To do
A single number is the answer: the count of lines below that contain "montrose".

[Stored items]
..........

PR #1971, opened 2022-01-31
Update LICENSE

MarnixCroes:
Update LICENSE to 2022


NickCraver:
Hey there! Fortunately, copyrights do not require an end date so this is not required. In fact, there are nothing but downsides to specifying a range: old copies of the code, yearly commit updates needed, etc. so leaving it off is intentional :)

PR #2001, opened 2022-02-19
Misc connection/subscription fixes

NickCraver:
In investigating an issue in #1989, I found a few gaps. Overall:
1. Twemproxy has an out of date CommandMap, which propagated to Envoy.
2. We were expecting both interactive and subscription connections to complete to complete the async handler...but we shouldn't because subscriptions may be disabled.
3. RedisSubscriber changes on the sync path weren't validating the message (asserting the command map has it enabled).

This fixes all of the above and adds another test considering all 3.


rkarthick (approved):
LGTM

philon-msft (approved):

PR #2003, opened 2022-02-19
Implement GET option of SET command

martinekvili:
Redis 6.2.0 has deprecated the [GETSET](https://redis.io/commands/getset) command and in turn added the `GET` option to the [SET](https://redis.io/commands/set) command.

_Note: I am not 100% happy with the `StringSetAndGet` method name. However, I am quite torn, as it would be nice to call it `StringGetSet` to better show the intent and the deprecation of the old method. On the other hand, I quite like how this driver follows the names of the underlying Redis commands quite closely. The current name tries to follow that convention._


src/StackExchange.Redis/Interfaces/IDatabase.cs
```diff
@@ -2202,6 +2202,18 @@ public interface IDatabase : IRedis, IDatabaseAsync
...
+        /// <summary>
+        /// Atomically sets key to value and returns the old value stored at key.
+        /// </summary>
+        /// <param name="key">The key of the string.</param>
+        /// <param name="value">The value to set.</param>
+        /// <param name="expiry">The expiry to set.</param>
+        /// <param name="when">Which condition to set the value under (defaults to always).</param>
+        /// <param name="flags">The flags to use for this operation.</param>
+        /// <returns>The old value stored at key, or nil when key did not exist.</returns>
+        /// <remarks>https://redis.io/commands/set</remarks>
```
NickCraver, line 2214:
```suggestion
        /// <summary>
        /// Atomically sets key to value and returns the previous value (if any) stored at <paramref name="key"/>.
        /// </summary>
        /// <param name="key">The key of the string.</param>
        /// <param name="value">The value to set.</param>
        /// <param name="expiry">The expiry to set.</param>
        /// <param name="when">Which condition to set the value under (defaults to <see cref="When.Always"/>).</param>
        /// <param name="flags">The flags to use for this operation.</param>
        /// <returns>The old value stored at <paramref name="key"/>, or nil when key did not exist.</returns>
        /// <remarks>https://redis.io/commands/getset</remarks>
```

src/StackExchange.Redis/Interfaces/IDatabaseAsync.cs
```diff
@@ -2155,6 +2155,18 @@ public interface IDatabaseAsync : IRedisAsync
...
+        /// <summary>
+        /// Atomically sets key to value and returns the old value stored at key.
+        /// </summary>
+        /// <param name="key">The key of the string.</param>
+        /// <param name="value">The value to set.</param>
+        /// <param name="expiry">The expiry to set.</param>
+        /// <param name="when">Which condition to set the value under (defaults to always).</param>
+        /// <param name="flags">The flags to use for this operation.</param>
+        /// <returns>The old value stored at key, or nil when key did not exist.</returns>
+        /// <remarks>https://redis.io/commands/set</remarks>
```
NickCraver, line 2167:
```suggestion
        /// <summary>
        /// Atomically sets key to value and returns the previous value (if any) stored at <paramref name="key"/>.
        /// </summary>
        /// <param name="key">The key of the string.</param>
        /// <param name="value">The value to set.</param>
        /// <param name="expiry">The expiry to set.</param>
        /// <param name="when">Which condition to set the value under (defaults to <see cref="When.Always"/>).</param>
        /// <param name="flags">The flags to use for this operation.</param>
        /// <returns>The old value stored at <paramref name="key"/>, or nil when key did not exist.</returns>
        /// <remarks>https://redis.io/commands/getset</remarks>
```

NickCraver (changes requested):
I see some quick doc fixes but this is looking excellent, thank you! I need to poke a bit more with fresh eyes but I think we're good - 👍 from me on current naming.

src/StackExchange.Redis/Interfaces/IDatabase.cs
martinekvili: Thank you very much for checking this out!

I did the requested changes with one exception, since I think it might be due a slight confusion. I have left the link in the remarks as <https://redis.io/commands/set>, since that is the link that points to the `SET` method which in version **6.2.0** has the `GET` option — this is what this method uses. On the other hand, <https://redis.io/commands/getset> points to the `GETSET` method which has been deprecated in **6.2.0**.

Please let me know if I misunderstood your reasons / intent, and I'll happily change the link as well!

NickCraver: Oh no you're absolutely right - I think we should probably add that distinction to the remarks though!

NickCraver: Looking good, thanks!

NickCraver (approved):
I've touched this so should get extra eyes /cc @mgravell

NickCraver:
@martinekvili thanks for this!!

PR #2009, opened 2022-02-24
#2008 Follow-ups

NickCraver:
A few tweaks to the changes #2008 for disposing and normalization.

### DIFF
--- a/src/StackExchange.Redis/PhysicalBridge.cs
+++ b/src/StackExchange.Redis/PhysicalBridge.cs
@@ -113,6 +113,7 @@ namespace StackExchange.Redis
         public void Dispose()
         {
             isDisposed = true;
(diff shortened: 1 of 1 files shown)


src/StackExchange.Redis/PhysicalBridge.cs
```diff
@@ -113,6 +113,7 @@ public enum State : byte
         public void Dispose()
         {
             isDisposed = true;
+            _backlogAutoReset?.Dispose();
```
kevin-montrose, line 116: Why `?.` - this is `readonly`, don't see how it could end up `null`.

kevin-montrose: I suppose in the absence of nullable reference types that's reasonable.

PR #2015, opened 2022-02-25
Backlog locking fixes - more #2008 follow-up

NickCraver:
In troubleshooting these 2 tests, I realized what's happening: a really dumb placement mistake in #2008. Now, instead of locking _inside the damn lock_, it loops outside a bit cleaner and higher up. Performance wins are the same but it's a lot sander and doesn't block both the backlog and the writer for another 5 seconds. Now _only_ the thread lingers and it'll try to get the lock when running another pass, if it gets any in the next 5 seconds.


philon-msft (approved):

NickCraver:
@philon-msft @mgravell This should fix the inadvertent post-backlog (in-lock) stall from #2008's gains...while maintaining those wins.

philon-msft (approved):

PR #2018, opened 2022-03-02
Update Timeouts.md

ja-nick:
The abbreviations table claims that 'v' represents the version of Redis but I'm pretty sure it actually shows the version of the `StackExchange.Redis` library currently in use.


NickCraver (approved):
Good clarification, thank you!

..........

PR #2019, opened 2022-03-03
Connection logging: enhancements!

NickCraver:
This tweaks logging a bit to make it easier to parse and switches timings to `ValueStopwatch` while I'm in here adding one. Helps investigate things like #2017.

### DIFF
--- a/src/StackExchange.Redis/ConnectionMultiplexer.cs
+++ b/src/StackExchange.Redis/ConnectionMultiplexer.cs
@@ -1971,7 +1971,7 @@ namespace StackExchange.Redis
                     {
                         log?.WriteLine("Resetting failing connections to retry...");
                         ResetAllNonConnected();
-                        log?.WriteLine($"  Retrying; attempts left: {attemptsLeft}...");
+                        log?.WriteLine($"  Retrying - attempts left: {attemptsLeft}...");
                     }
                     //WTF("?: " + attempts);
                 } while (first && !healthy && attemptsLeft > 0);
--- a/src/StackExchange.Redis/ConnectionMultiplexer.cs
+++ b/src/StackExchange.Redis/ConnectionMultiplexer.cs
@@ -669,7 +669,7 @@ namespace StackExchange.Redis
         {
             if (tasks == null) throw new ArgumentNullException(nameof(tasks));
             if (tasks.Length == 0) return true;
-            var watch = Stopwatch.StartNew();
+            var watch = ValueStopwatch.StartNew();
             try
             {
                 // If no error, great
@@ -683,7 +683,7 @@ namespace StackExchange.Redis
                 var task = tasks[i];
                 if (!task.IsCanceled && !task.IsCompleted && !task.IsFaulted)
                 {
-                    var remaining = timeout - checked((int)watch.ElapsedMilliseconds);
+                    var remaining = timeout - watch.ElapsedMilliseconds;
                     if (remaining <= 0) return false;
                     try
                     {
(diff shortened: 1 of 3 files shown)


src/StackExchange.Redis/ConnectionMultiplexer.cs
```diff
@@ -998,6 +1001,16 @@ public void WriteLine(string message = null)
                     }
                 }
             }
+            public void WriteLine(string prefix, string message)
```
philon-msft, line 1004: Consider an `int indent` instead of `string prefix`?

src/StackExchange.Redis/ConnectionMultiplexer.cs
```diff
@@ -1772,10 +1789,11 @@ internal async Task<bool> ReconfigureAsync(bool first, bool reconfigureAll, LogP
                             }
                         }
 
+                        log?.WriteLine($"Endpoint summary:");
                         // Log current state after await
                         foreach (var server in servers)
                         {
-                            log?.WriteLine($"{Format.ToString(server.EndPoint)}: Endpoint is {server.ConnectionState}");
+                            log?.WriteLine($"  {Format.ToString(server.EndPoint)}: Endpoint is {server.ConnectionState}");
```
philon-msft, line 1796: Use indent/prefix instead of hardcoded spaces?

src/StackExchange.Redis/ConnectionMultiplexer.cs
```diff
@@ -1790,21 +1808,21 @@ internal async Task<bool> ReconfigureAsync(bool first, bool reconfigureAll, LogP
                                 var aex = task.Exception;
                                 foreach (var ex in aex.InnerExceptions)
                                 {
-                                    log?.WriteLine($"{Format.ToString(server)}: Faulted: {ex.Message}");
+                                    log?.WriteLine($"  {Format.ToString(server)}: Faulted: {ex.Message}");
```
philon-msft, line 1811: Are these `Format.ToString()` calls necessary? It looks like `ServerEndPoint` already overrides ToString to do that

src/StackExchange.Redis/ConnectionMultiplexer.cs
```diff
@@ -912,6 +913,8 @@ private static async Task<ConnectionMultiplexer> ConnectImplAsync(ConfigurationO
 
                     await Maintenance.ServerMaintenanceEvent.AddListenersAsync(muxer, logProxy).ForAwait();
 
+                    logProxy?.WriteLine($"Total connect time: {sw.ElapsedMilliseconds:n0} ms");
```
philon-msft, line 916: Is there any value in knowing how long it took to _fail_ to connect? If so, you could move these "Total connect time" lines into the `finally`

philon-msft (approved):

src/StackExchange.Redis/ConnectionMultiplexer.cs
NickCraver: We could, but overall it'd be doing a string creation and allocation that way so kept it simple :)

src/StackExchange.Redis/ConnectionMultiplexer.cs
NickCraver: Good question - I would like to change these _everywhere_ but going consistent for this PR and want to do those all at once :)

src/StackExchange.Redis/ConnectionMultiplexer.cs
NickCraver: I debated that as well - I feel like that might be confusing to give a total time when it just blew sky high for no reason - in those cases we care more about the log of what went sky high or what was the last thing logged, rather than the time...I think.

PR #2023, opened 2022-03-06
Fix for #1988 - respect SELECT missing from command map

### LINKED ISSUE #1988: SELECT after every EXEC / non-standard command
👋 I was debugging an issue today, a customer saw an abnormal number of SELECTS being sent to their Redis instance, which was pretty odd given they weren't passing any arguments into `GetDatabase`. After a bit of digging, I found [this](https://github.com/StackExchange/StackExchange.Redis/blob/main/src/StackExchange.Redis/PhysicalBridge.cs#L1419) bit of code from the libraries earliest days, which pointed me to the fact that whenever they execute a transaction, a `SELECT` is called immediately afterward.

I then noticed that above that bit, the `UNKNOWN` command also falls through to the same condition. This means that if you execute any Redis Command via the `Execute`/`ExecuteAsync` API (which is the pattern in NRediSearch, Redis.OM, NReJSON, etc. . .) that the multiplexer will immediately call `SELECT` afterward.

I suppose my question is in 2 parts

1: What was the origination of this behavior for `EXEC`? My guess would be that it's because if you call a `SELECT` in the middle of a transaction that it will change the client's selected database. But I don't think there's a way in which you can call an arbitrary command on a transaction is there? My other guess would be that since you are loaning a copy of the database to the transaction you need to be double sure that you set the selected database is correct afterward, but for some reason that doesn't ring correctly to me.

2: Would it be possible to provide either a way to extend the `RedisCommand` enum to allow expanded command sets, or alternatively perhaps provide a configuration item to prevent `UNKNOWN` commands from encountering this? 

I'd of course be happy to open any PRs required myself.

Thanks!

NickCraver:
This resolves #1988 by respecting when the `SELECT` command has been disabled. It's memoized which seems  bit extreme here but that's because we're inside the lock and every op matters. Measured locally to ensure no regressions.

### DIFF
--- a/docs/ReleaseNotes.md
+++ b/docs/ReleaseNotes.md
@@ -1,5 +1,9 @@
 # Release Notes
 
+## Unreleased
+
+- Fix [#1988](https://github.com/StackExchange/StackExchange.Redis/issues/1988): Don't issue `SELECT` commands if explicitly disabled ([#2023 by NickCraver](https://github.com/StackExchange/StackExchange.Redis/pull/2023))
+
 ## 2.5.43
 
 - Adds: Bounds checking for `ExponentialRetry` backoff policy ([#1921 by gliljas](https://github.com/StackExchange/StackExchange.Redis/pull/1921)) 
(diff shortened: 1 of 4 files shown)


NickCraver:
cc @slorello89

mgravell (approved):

..........

Task result
2